> **TASK REQUIREMENTS**: From the data below, return each line in which the string "list" is found.

> **THE DATA**:
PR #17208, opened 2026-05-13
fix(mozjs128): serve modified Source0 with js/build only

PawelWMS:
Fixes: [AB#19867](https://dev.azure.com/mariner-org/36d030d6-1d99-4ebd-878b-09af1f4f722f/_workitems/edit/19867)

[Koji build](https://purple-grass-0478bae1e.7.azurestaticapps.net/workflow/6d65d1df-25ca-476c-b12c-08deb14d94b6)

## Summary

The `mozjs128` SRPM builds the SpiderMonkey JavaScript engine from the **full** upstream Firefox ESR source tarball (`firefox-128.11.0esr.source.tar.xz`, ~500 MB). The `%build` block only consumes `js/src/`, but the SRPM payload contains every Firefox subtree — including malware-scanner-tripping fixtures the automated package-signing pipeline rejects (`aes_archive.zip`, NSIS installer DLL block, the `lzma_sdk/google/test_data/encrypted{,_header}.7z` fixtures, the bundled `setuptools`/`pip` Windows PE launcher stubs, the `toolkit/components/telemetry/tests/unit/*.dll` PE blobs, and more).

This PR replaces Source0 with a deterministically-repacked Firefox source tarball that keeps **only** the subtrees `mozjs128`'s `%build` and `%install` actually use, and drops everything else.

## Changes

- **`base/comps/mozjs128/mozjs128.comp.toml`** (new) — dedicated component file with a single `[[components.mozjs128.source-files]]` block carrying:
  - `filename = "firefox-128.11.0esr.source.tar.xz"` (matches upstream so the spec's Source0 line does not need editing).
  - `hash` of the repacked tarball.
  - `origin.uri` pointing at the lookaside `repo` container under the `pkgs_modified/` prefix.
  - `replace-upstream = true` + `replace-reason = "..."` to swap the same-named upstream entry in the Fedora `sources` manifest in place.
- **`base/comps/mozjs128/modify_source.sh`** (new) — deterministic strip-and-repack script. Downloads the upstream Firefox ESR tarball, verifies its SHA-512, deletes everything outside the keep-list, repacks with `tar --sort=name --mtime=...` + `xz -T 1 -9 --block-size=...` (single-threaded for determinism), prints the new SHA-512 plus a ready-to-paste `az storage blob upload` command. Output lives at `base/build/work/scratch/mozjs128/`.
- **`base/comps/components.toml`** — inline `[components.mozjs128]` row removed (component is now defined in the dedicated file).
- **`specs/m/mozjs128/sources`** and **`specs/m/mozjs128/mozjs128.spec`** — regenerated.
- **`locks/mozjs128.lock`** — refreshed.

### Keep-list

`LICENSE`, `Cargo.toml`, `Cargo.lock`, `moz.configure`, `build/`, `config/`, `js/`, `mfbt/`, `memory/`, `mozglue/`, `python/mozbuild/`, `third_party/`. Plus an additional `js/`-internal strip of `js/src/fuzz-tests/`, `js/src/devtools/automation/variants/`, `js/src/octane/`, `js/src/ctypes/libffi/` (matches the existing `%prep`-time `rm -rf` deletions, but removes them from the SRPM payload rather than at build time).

> **ANSWER SECTION**:
- **`base/comps/mozjs128/modify_source.sh`** (new) — deterministic strip-and-repack script. Downloads the upstream Firefox ESR tarball, verifies its SHA-512, deletes everything outside the keep-list, repacks with `tar --sort=name --mtime=...` + `xz -T 1 -9 --block-size=...` (single-threaded for determinism), prints the new SHA-512 plus a ready-to-paste `az storage blob upload` command. Output lives at `base/build/work/scratch/mozjs128/`.
### Keep-list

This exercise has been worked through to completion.